The United States is experiencing a labor shortage unprecedented in its history. Over the summer, 10 million jobs remained unfilled, a record high and much above the norm. Businesses are cutting hours, closing, raising prices, and reducing services as a result of scarcity. The United States is losing ground, but advocates believe there may be a simple solution: legal immigrants.
Can Adjusting Limits On Sponsored Immigrants Help with Labor Shortage?
While job vacancies are on the rise, the backlog of eligible immigrants waiting for lawful permanent residency in the United States reached a new high: over 9 million, with the majority of them waiting in other countries. Most of these immigrants are eligible for lawful permanent residency and have a family member or employer who may sponsor them.
The issue is that they are being forced to wait because of administrative and procedural delays or a lack of room due to annual legal immigration limitation limits. The delays are due to antiquated bureaucratic methods, such as a paper-only filing system and a ban on web-based interviewing, as well as unclear pandemic protocols, which have reduced the capacity of most US consulates.
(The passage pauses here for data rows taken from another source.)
Issue #6667, opened 2021-09-20
Bug: cache fetch option not working as intended


KokoNeot:
### Issue description

1. Fetch all invites for specific guild
2. Use some of the invites from the guild
3. get the old invites from the cache, fetch the guild invites again after joining with invites.fetch({ cache: false }) 
4. see that the new fetch returns what is already in the cache but not the newly fetched data/invites

### Codesample

```typescript
const { Client, Collection } = require('Discord.js')
const bot = new Client({ intents: ["GUILD_INVITES", "GUILD_MEMBERS"] })

const inviteCache = new Collection()

bot.on('inviteCreate', async inv => {
    inviteCache.set(inv.guild.id, await inv.guild.invites.fetch())
})

bot.on('guildMemberAdd', async member => {
    const cachedInvites = bot.invites.get(member.guild.id)

    console.log(cachedInvites.get('invCode').uses) //If new invite then expected = 0, recieved = 0

    member.guild.invites.fetch({ cache: false }).then(newInvites => {
        console.log(cachedInvites.get('invCode').uses) //expected = 0, recieved = 1
        console.log(newInvites.get('invCode').uses)  //expected = 1, recieved = 1
    })
})
```

### discord.js version

13.1.0

### Node.js version

16.6.1

### Operating system

Windows 10 pro

### Priority this issue should have

Medium (should be fixed soon)

### Which partials do you have configured?

USER, CHANNEL, MESSAGE, REACTION

### Which gateway intents are you subscribing to?

GUILDS, GUILD_MEMBERS, GUILD_INVITES, GUILD_VOICE_STATES, GUILD_MESSAGES, GUILD_MESSAGE_REACTIONS, DIRECT_MESSAGES, DIRECT_MESSAGE_REACTIONS

### I have tested this issue on a development release

I did not test as I dont know how :(

KokoNeot:
I'm not familiar with this new bug form so I'm gonna add here additional information

on this line it returns whatever is in the cache and not the new data. Because if cache is set to false the new data wont be stored in the cache so its not returned and it returns the old data which are already in the cache.
https://github.com/discordjs/discord.js/blob/d0bc4d7ff037035d4f315a0286b06f0a1ade29c1/src/managers/CachedManager.js#L49

and if this is really a bug then it might be with other fetch methods which accept cache option

vladfrangu:
[...]

PR #6685, opened 2021-09-24
fix(CachedManager): return updated data when cache is false

iShibi:

fixes: #6667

The main issue is that Congress has set very low limits on the number of families and employer-sponsored immigrants, which were last adjusted in 1990, more than three decades ago. The total number of immigrants sponsored by family and employers is limited to 366,000 per year. In just one month in 2021, there were more than 30 times as many job vacancies.
This 30-year moratorium on cap hikes is absurd. Since 1990, the US economy has more than doubled, adding 35 million new families. The family and employment-based immigration limitations should have adjusted to keep up, but they haven’t, and the government is wasting tens of thousands of the limited cap slots this year as well due to administrative delays.
The Way Forward
The remedy is simple: Congress should alter the arbitrary caps on eligible legal immigrants. It should require the executive branch to implement streamlined procedures for processing these applications in order to ensure that workers may enter the US in time to satisfy the needs of their employers.